Verstappen became Red Bull’s second world champion last year, after Sebastian Vettel won four titles with the team between 2010 and 2013.
Horner says it’s difficult to compare drivers. When pushed about any targets for Verstappen to beat Lewis Hamilton’s wins and pole positions records, he played things down.
“It’s very difficult to compare drivers,” said Horner. We've had some amazing drivers but he [Verstappen] is certainly right up.
“The target is to keep building on what we’ve achieved. There’s no finite targets. It's just about race by race, season by season and giving him a car that his talent warrants.”

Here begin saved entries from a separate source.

PR #1221, opened 2025-03-17
Add possibility to set Go build ENV vars to Tiltfile

maxkondr:
in addition the following improvements are introduced:
- New ENV var EVEREST_OPERATOR_BUILD_ENV for setting Go build env vars for Everest operator
- New ENV var EVEREST_BACKEND_BUILD_ENV for setting Go build env vars for Everest server backend
- New ENV var K8S_CONTEXT for setting K8S context to use during deployment - used in case of remote K8S cluster
- New ENV var DOCKER_REGISTRY_URL for setting docker registry URL where new docker images shall be pushed - used in case of remote K8S cluster
- optimize source code file watchers (tuned patterns for watching and ignores) - now rebuild is executed for appropriate part (operator, FE, BE).
- rename generated file (created by `go::generate` directive) - now they have suffix `.gen.go`


dev/Tiltfile
```diff
@@ -19,47 +19,64 @@ if os.path.exists(local_env_file):
...
+
+# Check for Everest server backend Go build options
+everest_backend_build_env = os.getenv('EVEREST_BACKEND_BUILD_ENV', go_default_build_env)
+print('Using Everest server backend build ENV vars: {0}'.format(everest_backend_build_env))
+
+# External resources set up
+k8s_context = os.getenv('K8S_CONTEXT', '')
+if k8s_context:
+    print('Using Kubernetes context: {0}'.format(k8s_context))
+    allow_k8s_contexts(k8s_context)
```
oksana-grishchenko, line 73: Can we please allow a list of contexts? I often have two and modify the Tiltfile to keep them both like
```
    allow_k8s_contexts("context1")
    allow_k8s_contexts("context2")
```
it would be great if it could be set in environment and no edits to the Tiltfile were needed anymore🙏

maxkondr: this is my idea - define everything we need in `.env` or `config.yaml` and do not edit Tiltfile.

Please provide more details about your use-case when >1 contexts are required. Anyway the deployment will be performed into one K8S cluster. What is the reason for defining a list of contexts?

I see it as the following:
- you deploy into one cluster
- once you need to deploy into another one - you just change (or uncomment another ENV var) `.env` with appropriate context and deploy into another K8S cluster. Or I missed smth?

oksana-grishchenko: You're right, the problem is too specific, it would be better to handle it by commenting/uncommenting lines in .env, feel free to resolve the comment.

Here is my use case:
A local k8s (kind, k3d, minikube) can't handle many-nodes clusters, such clusters just don't come up because of lack of the resources. So I use GKE which means I need to set the context. Then sometimes tilt deployment got screwed (e.g., one of the components starts to fail after many redeployments). I can't cleanup the k8s cluster from a Everest-tilt installation because the version is something like tilt-b07eed973aa620e2, so usually I just delete the old cluster and create another one. This another k8s cluster should have a different name while the old one is being deleted (I interchangeable use `oxana-everest` and `oxana-everest-2`). That's why I keep two contexts in the Tiltfile😅

oksana-grishchenko (approved):
🚀

One note: there were no changes regarding victoriamertics in this PR, however just as a heads-up: I was able to run Tilt only after removing the lines
```
        "victoriametrics\\:admin:clusterrole",
        "victoriametrics\\:view:clusterrole",
```
  - the resources weren't found:
  ```
No object identified by the fragment "victoriametrics\\:admin:clusterrole" could be found. Possible objects are: "everest-server:Deployment:everest-system",...
```

dev/Tiltfile
maxkondr: in fact Tilt has command `tilt down` that cleans up resources in cluster. But it will remove the resources it tracks only (i.e. defined in Tiltfile only), it will not delete DB clusters, backups, etc that were created from UI/API...

So the only way I see right now - recreate K8S cluster and switch context :(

Horner has been Red Bull’s team principal since 2005, when the Milton Keynes-based outfit joined F1, after winning three consecutive international Formula 3000 Team championships with Arden, plus two drivers’ titles.
He met Helmut Marko, who recommended to Red Bull co-founder and owner Dietrich Mateschitz to make Horner team principal.
Asked whether he thought he would have the success Red Bull have experienced in F1, Horner said: “No. I think I had a desire, and I wanted to win and a hunger to achieve that. But I had no idea what that journey would look like or what we were capable of achieving.
“We’ve still got more to find out.”
Horner signed a contract extension at the end of the last year to remain as Red Bull team principal until 2026.
The 48-year-old says he still has the same excitement about F1 that he had when he first stepped into the paddock.
“I still get the same buzz driving into the track on race morning that I did, even when I was driving myself many years ago,” added Horner.
“It’s the competition, going up against the best teams in the world. You need to be at the top of your game.
“It's a team sport, the biggest team sport in the world and getting a team to work collectively as a single product.
“If you're lucky enough to win a Grand Prix, it means every single person within that organisation is doing and fulfilling their part and role.”